The scratch baseline says: as compute increases, the optimal model size and dataset size should rise at almost equal rates. With $a = 0.517$ and $b = 0.483$, a tenfold compute increase implies roughly a 3.3x increase in optimal model size and a 3.0x increase in optimal data.

The full BSM-augmented pretraining case says something very different. With $a = 0.224$ and $b = 0.776$, the same tenfold compute increase implies roughly a 1.7x increase in optimal model size and a 6.0x increase in optimal data. That is not a subtle rebalancing. It is a change in purchasing instructions.

The paper phrases this as a shift from a balanced model-data allocation to a strongly data-favoring regime. That is exactly the right interpretation, with one important caveat: this is about compute-optimal fine-tuning after a specific supervised pretraining setup, not an eternal law of all physics models.

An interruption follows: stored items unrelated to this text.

PR #204, opened 2017-10-24
Spring Cloud Config reference document section

joaoandremartins:
Adds the missing Spring Cloud Config section to the Spring Cloud GCP
reference document.

### DIFF
--- a/spring-cloud-gcp-docs/src/main/asciidoc/config.adoc
+++ b/spring-cloud-gcp-docs/src/main/asciidoc/config.adoc
@@ -6,9 +6,9 @@ Runtime Configuration API] as a
 https://cloud.spring.io/spring-cloud-config/[Spring Cloud Config] server to remotely store your
 application configuration data.
 
-The Spring Cloud GCP Config support is provided via a Spring Boot starter that makes notation like
-`@Value("${gcp_runtime_config_api_var_name}")` populate variables with values stored in the
-Google Runtime Configuration API.
+The Spring Cloud GCP Config support is provided via a Spring Boot starter that enables the use of
+the `@Value` annotation for injecting values stored in the Google Runtime Configuration API into
+fields of Spring-managed beans.
 
 Maven coordinates, using Spring Cloud GCP BOM:
 
@@ -39,9 +39,9 @@ The following parameters are configurable in Spring Cloud GCP Config:
 | `spring.cloud.gcp.config.name` |
 Name of your application | No |
 | `spring.cloud.gcp.config.profile` |
-Configuration's Spring profile (e.g., prod) | Yes | default
+Configuration's Spring profile (e.g., prod) | Yes | `default`
 | `spring.cloud.gcp.config.timeout` | Timeout in milliseconds for connecting to the Google Runtime
-Configuration API | Yes | 60000
+Configuration API | Yes | `60000`
 | `spring.cloud.gcp.config.project-id` | GCP project ID where the Google Runtime Configuration API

Still, the magnitude is hard to ignore. The model-size exponent falls by a factor of about 2.3 from scratch to full BSM pretraining, while the data exponent rises from about 0.48 to about 0.78. The model has been given representations that make additional parameters less urgent. Once the backbone has learned more relevant structure, the best use of downstream compute is to expose it to more examples.

This is the moment where the paper becomes more than a performance report.

The QCD-only result quietly kills the lazy interpretation

A weaker version of the story would be: pretraining helps, therefore pretraining changes scaling.

The paper does not support that lazy version. QCD-only pretraining does improve loss, but its main exponents are $a = 0.526$ and $b = 0.474$, almost indistinguishable from scratch training’s $a = 0.517$ and $b = 0.483$ for the purpose of compute allocation.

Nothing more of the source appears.